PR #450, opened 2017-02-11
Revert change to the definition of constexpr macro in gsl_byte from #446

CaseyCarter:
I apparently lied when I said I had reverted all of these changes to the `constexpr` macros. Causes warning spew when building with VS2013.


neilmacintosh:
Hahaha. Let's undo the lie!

:::::

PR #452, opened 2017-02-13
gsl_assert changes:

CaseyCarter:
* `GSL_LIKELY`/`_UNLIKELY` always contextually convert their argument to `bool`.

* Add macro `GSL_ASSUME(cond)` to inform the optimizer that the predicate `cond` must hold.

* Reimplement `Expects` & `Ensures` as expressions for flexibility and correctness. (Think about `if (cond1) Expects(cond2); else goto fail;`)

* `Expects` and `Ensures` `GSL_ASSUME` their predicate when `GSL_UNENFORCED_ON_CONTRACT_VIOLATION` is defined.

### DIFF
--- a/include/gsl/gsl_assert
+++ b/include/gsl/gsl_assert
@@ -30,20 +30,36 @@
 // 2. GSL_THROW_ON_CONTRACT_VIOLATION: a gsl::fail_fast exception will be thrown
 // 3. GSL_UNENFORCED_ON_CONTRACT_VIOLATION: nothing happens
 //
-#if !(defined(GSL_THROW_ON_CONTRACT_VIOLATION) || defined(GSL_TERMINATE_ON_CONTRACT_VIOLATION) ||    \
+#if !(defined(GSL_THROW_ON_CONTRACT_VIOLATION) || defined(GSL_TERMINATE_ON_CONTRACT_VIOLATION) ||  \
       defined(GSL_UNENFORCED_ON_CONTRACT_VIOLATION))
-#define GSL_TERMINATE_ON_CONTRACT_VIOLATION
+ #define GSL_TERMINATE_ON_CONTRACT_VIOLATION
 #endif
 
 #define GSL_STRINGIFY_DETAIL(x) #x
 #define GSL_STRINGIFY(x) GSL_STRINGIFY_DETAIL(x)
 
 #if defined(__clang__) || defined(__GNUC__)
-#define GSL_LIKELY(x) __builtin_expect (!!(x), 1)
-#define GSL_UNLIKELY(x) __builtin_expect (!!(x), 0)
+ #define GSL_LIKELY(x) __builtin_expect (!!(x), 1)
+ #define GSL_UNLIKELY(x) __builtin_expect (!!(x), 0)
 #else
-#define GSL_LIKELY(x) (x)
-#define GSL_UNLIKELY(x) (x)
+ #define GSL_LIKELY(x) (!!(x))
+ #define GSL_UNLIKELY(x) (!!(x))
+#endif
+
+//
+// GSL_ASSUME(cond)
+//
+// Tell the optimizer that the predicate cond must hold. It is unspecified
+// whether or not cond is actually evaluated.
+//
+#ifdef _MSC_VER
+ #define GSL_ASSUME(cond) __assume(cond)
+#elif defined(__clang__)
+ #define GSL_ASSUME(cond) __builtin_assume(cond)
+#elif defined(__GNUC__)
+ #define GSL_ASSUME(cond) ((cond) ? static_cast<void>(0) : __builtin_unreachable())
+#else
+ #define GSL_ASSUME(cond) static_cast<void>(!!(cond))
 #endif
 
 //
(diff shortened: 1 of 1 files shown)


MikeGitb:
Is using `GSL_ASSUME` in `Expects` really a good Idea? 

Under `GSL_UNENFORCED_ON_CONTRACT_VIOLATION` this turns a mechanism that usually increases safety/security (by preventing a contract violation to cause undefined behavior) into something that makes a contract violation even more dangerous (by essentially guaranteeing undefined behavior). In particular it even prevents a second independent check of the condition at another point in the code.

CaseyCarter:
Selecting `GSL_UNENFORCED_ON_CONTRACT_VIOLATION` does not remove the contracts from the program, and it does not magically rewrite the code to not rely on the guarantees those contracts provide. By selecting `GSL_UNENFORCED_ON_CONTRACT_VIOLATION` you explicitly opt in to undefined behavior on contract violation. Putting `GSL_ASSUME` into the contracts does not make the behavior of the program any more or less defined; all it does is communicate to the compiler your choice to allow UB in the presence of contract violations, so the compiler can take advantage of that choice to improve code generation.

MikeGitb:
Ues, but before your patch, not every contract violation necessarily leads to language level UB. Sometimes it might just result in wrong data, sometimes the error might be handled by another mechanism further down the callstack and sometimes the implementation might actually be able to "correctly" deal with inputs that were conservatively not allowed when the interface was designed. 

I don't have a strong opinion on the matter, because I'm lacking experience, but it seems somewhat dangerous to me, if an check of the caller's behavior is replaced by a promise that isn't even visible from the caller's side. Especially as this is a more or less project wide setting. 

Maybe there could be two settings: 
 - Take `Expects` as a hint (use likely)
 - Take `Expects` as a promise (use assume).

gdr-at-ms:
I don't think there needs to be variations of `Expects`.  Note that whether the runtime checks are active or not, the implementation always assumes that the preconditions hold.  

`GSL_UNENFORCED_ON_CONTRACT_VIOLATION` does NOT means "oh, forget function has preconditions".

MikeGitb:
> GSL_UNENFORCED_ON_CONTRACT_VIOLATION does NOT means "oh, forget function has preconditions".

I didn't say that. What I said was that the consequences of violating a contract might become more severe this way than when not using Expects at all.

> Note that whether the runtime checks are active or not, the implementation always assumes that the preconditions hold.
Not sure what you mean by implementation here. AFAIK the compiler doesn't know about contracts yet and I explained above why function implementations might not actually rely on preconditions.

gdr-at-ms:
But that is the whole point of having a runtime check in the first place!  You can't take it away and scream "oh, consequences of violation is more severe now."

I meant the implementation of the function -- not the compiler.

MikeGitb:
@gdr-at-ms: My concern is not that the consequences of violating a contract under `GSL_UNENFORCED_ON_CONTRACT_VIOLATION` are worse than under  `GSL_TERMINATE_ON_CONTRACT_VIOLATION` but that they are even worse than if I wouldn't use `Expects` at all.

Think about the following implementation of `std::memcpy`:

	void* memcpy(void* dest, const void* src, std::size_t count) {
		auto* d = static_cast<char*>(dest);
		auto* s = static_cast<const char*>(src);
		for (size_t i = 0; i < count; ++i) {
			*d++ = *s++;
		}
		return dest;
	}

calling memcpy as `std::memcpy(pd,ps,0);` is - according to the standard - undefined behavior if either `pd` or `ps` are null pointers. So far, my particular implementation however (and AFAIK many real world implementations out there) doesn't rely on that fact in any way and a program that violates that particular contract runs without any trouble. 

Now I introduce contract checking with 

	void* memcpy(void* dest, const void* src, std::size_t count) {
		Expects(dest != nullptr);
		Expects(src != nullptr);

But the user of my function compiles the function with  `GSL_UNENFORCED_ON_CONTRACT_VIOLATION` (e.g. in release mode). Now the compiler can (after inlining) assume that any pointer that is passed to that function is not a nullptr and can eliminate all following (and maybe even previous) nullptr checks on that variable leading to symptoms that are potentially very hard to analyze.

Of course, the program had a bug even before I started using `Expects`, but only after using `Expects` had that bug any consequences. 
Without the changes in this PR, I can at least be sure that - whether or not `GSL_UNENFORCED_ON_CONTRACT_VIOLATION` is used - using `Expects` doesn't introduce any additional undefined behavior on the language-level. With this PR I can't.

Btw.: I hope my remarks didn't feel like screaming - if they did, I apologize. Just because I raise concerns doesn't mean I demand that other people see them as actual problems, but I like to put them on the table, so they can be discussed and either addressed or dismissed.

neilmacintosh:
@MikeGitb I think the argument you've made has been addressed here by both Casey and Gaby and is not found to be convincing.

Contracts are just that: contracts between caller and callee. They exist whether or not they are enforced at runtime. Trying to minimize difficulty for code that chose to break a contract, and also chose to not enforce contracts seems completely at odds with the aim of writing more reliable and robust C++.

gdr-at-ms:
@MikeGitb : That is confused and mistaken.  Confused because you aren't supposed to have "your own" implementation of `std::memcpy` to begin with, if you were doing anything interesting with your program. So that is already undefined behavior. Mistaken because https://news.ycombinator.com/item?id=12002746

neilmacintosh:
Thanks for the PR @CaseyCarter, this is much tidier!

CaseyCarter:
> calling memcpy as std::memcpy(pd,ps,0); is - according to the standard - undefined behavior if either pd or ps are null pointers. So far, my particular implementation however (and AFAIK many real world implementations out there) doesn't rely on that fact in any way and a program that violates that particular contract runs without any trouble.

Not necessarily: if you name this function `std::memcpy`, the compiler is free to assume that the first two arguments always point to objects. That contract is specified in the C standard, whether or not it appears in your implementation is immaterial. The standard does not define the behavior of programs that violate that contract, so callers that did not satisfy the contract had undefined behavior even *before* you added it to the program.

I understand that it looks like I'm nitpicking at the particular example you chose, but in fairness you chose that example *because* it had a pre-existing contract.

:::::

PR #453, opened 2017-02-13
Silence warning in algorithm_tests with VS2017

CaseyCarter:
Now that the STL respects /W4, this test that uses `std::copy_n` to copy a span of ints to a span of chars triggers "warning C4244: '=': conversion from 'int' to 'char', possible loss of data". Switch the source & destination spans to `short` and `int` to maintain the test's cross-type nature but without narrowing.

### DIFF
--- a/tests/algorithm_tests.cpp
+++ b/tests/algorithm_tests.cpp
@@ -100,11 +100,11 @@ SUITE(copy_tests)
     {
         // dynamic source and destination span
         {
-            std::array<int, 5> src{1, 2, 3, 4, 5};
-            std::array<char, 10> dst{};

:::::

## Activity
Using the data above, print exactly the lines from the line that contains "is actually evaluated." through the line that contains "a good Idea?", with both included.

## Output for this exercise
+// whether or not cond is actually evaluated.
+//
+#ifdef _MSC_VER
+ #define GSL_ASSUME(cond) __assume(cond)
+#elif defined(__clang__)
+ #define GSL_ASSUME(cond) __builtin_assume(cond)
+#elif defined(__GNUC__)
+ #define GSL_ASSUME(cond) ((cond) ? static_cast<void>(0) : __builtin_unreachable())
+#else
+ #define GSL_ASSUME(cond) static_cast<void>(!!(cond))
 #endif
 
 //
(diff shortened: 1 of 1 files shown)


MikeGitb:
Is using `GSL_ASSUME` in `Expects` really a good Idea? 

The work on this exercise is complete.